The EU has already concluded MRAs with other countries like Australia, Canada, Japan, Switzerland and New Zealand. The MRA with the USA has already been under discussion since the nineties. In 1998, a contract was made but never put into practice, though, because of the two very different legal systems. The question of communicating detailed inspection results has been a recurring subject of discussions. Moreover, the FDA had doubts about the consistent quality of inspections in Europe. Equivalent systems had been recognised for some countries but it had also been noticed that some EU countries couldn't show an inspection system comparable to that of the FDA. Yet, the EU has consistently made clear that the agreement could only be concluded with the EU and not with individual EU member states.
In the context of negotiations over the last years, progress has been made with regard to those points. Since 2014, cooperation has been intensified. Thereby, a Joint Audit Programme has been established. So far, the FDA has participated as an observer in 13 audits performed among EU countries. During the first audit of this kind, inspectors from England and Norway audited the Swedish GMP inspectorate under FDA supervision.

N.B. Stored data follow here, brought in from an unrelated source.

PR #674, opened 2024-02-29
Download the correct CLI Template files

### LINKED ISSUE #673: Download the correct CLI template files
### Describe the bug

- The `cli-template-contracts-hardhat` is not downloading the `.yarn` folder and the `yarnrc.yml` file.

- The `cli-template-monorepo-ethers` and `cli-template-monorepo-hardhat` templates are downloading folders that are not necessary like: `typechain-types`, `artifacts` and `cache`.

vplasencia:
## Related Issue(s)

Closes #673

## Checklist

### DIFF
--- a/packages/cli-template-contracts-hardhat/package.json
+++ b/packages/cli-template-contracts-hardhat/package.json
@@ -32,7 +32,7 @@
         "test:report-gas": "REPORT_GAS=true hardhat test",
         "test:coverage": "hardhat coverage",
         "typechain": "hardhat typechain",
-        "prepublish": "tar --exclude typechain-types --exclude artifacts --exclude cache  --exclude node_modules -czf files.tgz .gitignore .yarn .yarnrc.yml",
+        "prepublish": "tar -czf files.tgz .gitignore .yarn .yarnrc.yml",
         "lint": "eslint . --ext .js,.ts && solhint 'contracts/**/*.sol'",
         "prettier": "prettier -c --plugin=prettier-plugin-solidity .",
         "prettier:write": "prettier -w --plugin=prettier-plugin-solidity ."
--- a/packages/cli-template-contracts-hardhat/package.json
+++ b/packages/cli-template-contracts-hardhat/package.json
@@ -32,7 +32,7 @@
         "test:report-gas": "REPORT_GAS=true hardhat test",
         "test:coverage": "hardhat coverage",
         "typechain": "hardhat typechain",
-        "prepublish": "tar -czf files.tgz .gitignore",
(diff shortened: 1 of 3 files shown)


packages/cli-template-contracts-hardhat/package.json
```diff
@@ -32,7 +32,7 @@
         "test:report-gas": "REPORT_GAS=true hardhat test",
         "test:coverage": "hardhat coverage",
         "typechain": "hardhat typechain",
-        "prepublish": "tar -czf files.tgz .gitignore",
+        "prepublish": "tar --exclude typechain-types --exclude artifacts --exclude cache  --exclude node_modules -czf files.tgz .gitignore .yarn .yarnrc.yml",
```
cedoor: I'm not sure if we need to explicitly exclude those folders. I've just tried to run `tar -czf files.tgz .gitignore` and even if there are those folders (typechain-types, artifacts, node_modules), they've not been included.

vplasencia: If you run `semaphore create` and select the `monorepo-ethers` template for example, you will see the `artifacts` and `typechain-types` there inside `apps/contracts`. Then we can include those files to make sure they will never be there or make sure that the files are not there when releasing a new version of the packages. 

I think that with automatic releases, we wouldn't need to exclude the files.

cedoor: Sounds right for the monorepos, but we shouldn't need to exclude them in the contracts-hardhat template right?

vplasencia: Yes, you're right. That's not necessary for this specific template, just for the others. I will update it.

packages/cli-template-contracts-hardhat/package.json
```diff
@@ -32,7 +32,7 @@
         "test:report-gas": "REPORT_GAS=true hardhat test",
```
cedoor, line 30: I think `.yarn` and `.yarnrc.yml` can also be removed from the files list.

cedoor (changes requested):

packages/cli-template-contracts-hardhat/package.json
vplasencia: The project is using `yarn` and if these files are not downloaded, devs would need to at least create a `.yarnrc.yml` file. We could remove them when we adapt the templates to use other package manager by default like `npm` for example. What do you think?

For this specific template we could remove the `.yarn` folder and modify the `yarnrc.yml` file to have only `nodeLinker: node-modules`.

cedoor: Sorry, I meant from the package.json's `files` field list.

cedoor (approved):

PR #703, opened 2024-03-14
Use an incremental group id when creating a group in contracts

### LINKED ISSUE #682: createGroup can be frontrun
A malicious actor can monitor calls of createGroup(groupId, admin) and frontrun it with createGroup(groupId, admin1). This prevents new group's creation. If we adopt an incremental groupId, once groupId increases by one each time createGroup is called, we can prevent this from happening

https://github.com/semaphore-protocol/semaphore/blob/8eb19e83fda62644872b2fcfbd85011d3b2c21e2/packages/contracts/contracts/Semaphore.sol#L27
https://github.com/semaphore-protocol/semaphore/blob/8eb19e83fda62644872b2fcfbd85011d3b2c21e2/packages/contracts/contracts/Semaphore.sol#L34

vplasencia:
## Related Issue(s)

Closes #682 

## Checklist


packages/contracts/contracts/Semaphore.sol
```diff
@@ -17,21 +17,27 @@ contract Semaphore is ISemaphore, SemaphoreGroups {
...
     mapping(uint256 => Group) public groups;
 
+    /// @dev Counter to assign the group id.
+    uint256 public groupCounter;
+
     /// @dev Initializes the Semaphore verifier used to verify the user's ZK proofs.
     /// @param _verifier: Semaphore verifier addresse.
     constructor(ISemaphoreVerifier _verifier) {
         verifier = _verifier;
+        groupCounter = 0;
```
cedoor: This shouldn't be necessary. `groupCounter` is 0 by default.

packages/contracts/contracts/Semaphore.sol
```diff
@@ -17,21 +17,27 @@ contract Semaphore is ISemaphore, SemaphoreGroups {
     /// @dev Gets a group id and returns the group parameters.
     mapping(uint256 => Group) public groups;
 
+    /// @dev Counter to assign the group id.
```
cedoor:
```suggestion
    /// @dev Counter to assign an incremental id to the groups.
```

packages/contracts/.prettierignore
cedoor, line 1: Why do we need this separate `.prettierignore` file?

cedoor (changes requested):

packages/contracts/.prettierignore
vplasencia: Thanks! I updated the prettier config in contracts.

cedoor (approved):
LGTM great!!

Side note, we could add a new `createGroup` function without any parameter, where the admin is msg.sender.

vplasencia:
Hey @cedoor I think that's a great idea, we could create a new issue. This will make it easier to use the function. There are a lot of cases where the admin is `msg.sender`.

0xDatapunk (approved):

0xbok (approved):

PR #719, opened 2024-03-21
Add deployed contracts to utils package

### LINKED ISSUE #715: Add the deployed contracts to the utils package
### Description

Add the deployed contracts to the Semaphore utils package so that other packages and projects can access this info.

The idea is to create a json file with the network's info (chain id, etc.) and the deployed contract addresses. The `supported-networks.ts` would import that json file and export it as a js object.

Deployed contracts json file: https://github.com/semaphore-protocol/semaphore/blob/main/packages/contracts/deployed-contracts.json

cedoor:
## Description

This PR centralizes the management of the networks and the deployed contracts supported by Semaphore, making it easier to deploy and support new networks. Here the steps:
1. Go to `packages/utils` and add a new network to the `src/networks.ts` file
2. Build the package with `yarn build`
3. Go to `packages/contracts` and deploy the Semaphore contracts with `yarn deploy --network <new-network>`
4. Run `yarn prettier:write` and commit your changes

Additionally, it removes OpenZeppelin Defender, as we cannot use it to deploy contracts due to the free subscription limits. It will be necessary to open another PR to integrate a mechanism to deploy contracts deterministically without Open Zeppelin.

## Related Issue(s)

Closes #715

## Checklist


packages/utils/src/networks.ts
```diff
@@ -0,0 +1,71 @@
...
+export function isSupportedNetwork(supportedNetwork: string): boolean {
+    return Object.keys(supportedNetworks).includes(supportedNetwork)
+}
+
+export function getHardhatNetworks(account?: string) {
+    if (!account) {
+        return {}
+    }
+
+    const supportedNetworks2 = JSON.parse(JSON.stringify(supportedNetworks))
```
vplasencia: What about using a different name for `supportedNetworks2 `. It could be `supportedNetworksObj` or `supportedNetworksObject`.

packages/utils/src/networks.ts
```diff
@@ -0,0 +1,71 @@
+import deployedContracts from "./deployed-contracts.json"
+
+// List of Semaphore supported networks.
+export const supportedNetworks = {
```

It will be interesting to see how the procedural rules are concretely applied in case of suspension of recognition of an authority - e.g. when the FDA refuses to recognise the inspection authority of an EU country and vice-versa. Article 13 specifies that. According to it, "Each Party has the right to suspend recognition of a recognized authority of the other Party. This right shall be exercised in an objective and reasoned manner and communicated in writing to the other Party and the recognized authority." [...] Furthermore: "Upon the suspension of an authority previously listed as a recognized authority, a Party is no longer obligated to accept official GMPs documents of the suspended authority."
The agreement which has been made shall cover both medicinal products and APIs. Human blood, human plasma, human tissues and organs, and veterinary immunologicals are excluded from the scope of the agreement. The new agreement should come into force on 1st November 2017. Until then, the FDA wants to review the authorities of further EU countries. Similarly, the EU wants to check the regulatory authorities in the different US Federal States.